In France, opposition to nuclear weapons has been somewhat muted since they are perceived as a national symbol and as securing French independence. The strongest anti-nuclear opposition has emerged over nuclear power "as a reaction to the centralising traditions of the French state and the technocratic trends of modern society".

France began a nuclear power program in the 1950s and announced a shift to the Westinghouse light water reactor in 1969. Following the 1973 oil crisis, the government announced a dramatic increase in planned nuclear capacity. These major decisions were put forward as a fait accompli, with no opportunity for meaningful parliamentary debate. An intense extra-parliamentary opposition, of citizens' groups and political action committees, emerged. In the 1970s, there were many large and dramatic anti-nuclear protests and demonstrations in France.

In 1971, 15,000 people demonstrated against French plans to locate the first light -water reactor power plant in Bugey. This was the first of
a series of mass protests organized at nearly every planned nuclear site
until the massive demonstration at the Superphénix breeder reactor in
Creys-Malvillein in 1977 culminated in violence. Between 1975 and 1977, some 175,000 people protested against nuclear power in ten demonstrations.

In 1972, the anti-nuclear weapons movement maintained a presence in the Pacific, largely in response to French nuclear testing there. Activists, including David McTaggart from Greenpeace, defied the French government by sailing small vessels into the test zone and interrupting the testing program. In Australia, thousands joined protest marches in Adelaide, Melbourne, Brisbane, and Sydney. Scientists issued statements demanding an end to the tests; unions refused to load French ships, service French planes, or carry French mail; and consumers boycotted French products. In Fiji, activists formed an Against Testing on Mururoa organization.

On 18 January 1982, Swiss activist and eco-terrorist Chaïm Nissim fired five rockets, obtained from the Red Army Faction through Carlos the Jackal, on the Superphénix nuclear plant, then under construction.

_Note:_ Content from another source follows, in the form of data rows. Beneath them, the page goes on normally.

PR #232, opened 2015-07-07
Download of pccommon.sh should use raw URL

byronmccollum:
Download of pccommon.sh should use raw URL, or else you get the HTML source of the GitHub page.


odyssey4me:
:+1: LGTM

git-harry:
+1

Issue #209, opened 2015-06-30
f5-config.py Monitor for GALERA uses incorrect username haproxy


Mudpuppy12:
r'create ltm monitor mysql /' + PART + '/' + PREFIX_NAME + '_MON_GALERA { count 1 database'
    r' information_schema debug no defaults-from mysql destination *:*'
    r' interval 3 recv big5_chinese_ci recv-column 2 recv-row 0 send "select'
    r' * from CHARACTER_SETS;" time-until-up 0 timeout 10 username haproxy }',

The correct username should be monitoring, as the haproxy user no longer seems added to kilo releases

    r'create ltm monitor mysql /' + PART + '/' + PREFIX_NAME + '_MON_GALERA { count 1 database'
    r' information_schema debug no defaults-from mysql destination *:*'
    r' interval 3 recv big5_chinese_ci recv-column 2 recv-row 0 send "select'
    r' * from CHARACTER_SETS;" time-until-up 0 timeout 10 username monitoring }',

nrb:
Does this impact anything further back than Kilo?

mattt416:
I'm not familiar enough with this script or how the load balancers are operated.  Are we better off replacing reference to `haproxy` w/ `monitoring` or overriding galera_monitoring_user in rpc-openstack to use haproxy user?  The upside to doing the latter is it an upgrade from juno onwards will not create another monitoring user (called `monitoring`) when the `haproxy` user already exists.

Thoughts?

nrb:
From my perspective, the `galera_monitoring_user` override makes sense as a fix.

Mudpuppy12:
I am guessing the intent of this change was to remove all references to the haproxy. It doesn't make sense to have that username in the database, as monitoring is a better name for it. I am not sure how upgrades will handle it.

nrb:
I'll do a little bit more code spelunking and see if I can find anything related to this.

nrb:
So for upgrades, the f5-config.py script will need to be run anyway, since the repo server VIPs are not registered with the F5. They weren't present in Juno.

Given that, I *think* changing the user name during the F5 configuration part of an upgrade should be fine, but may want some input from netsec.

nrb:
Neither Juno nor Kilo's f5-config.py script are templated, so we might have to change that.

Juno: https://github.com/stackforge/os-ansible-deployment/blob/juno/scripts/f5-config.py#L32
[...]

PR #234, opened 2015-07-08
Update f5-config.py to use correct MySQL user

mattt416:
In kilo and up, os-a-d defaults 'galera_monitoring_user' to user
'monitoring'.  Previously, we created a static user called 'haproxy'.
This commit updates f5-config.py to replace reference to 'haproxy'
user with 'monitoring'.

Closes bug #209


mattt416:
It would be great to get some input from @BjoernT or NetSec.  The alternative here would be to override `galera_monitoring_user` with `haproxy`.

If we do proceed with this change, we will need to update osad's scripts/run-upgrade.sh to remove the defunct haproxy MySQL user.

nrb:
I am +1 on this.

sigmavirus24:
:+1: looks simple enough to me.

Issue #183, opened 2015-06-10
rpcd openstack_deploy copy needs '/*'


nrb:
In our deploy instructions, step 2ii should be `cp -R /opt/rpc-openstack/etc/openstack_deploy/* /etc/openstack_deploy`.

Otherwise, we get `/etc/openstack_deploy/openstack_deploy`.

mattt416:
Step 2ii also needs updating as we now include a user_variables.yml in rpc-openstack/rpcd/etc/openstack_deploy and just copying everything across would wipe out the user_variables.yml copied in from openstack-ansible-deployment.

mattt416:
We'll need to hold backport of this PR to kilo until https://github.com/rcbops/rpc-openstack/pull/243 has merged.

nrb:
Blocking for the 243 merge.

nrb:
Unblocking and closing since the changes merged.

PR #242, opened 2015-07-09
Fix incorrect steps in README.md

mattt416:
This change does the following:

- merges /etc/openstack_deploy/user_variables.yml with
- updates an incorrect cp which was resulting in
  /etc/openstack_deploy/openstack_deploy (we also selectively copy
  files to ensure we don't overwrite
  /etc/openstack_deploy/user_variables.yml)

Closes issue #183


nrb:
Bumping back to prio-1 since it affects #251.

I am +1 on this change.

sigmavirus24:
:+1:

Rockets were launched at the incomplete containment building and caused damage, missing the reactor's empty core.

In 1985 the Greenpeace ship Rainbow Warrior was bombed and sunk by the French DGSE in Auckland, New Zealand, as it prepared for another protest of nuclear testing in French military zones. One crew member, Fernando Pereira of Portugal, photographer, drowned on the sinking ship while attempting to recover his photographic equipment. Two members of DGSE were captured and sentenced, but eventually repatriated to France in a controversial affair.

Following the 1986 Chernobyl disaster, radiation levels were much higher than originally thought, and some farmers in the eastern part of France had to plow under tainted lettuce and cabbage crops. French authorities at the time of the Chernobyl disaster were "criticised for a lack of transparency, with many interpreting officials' declarations as saying that radioactive pollution had not crossed the border from Germany into France".

==2000s==
In January 2004, up to 15,000 anti-nuclear protesters marched in Paris against a new generation of nuclear reactors, the European Pressurised Reactor (EPR). Also in 2004, an anti-nuclear protester, Sebastien Briat, was run over by a train carrying radioactive waste.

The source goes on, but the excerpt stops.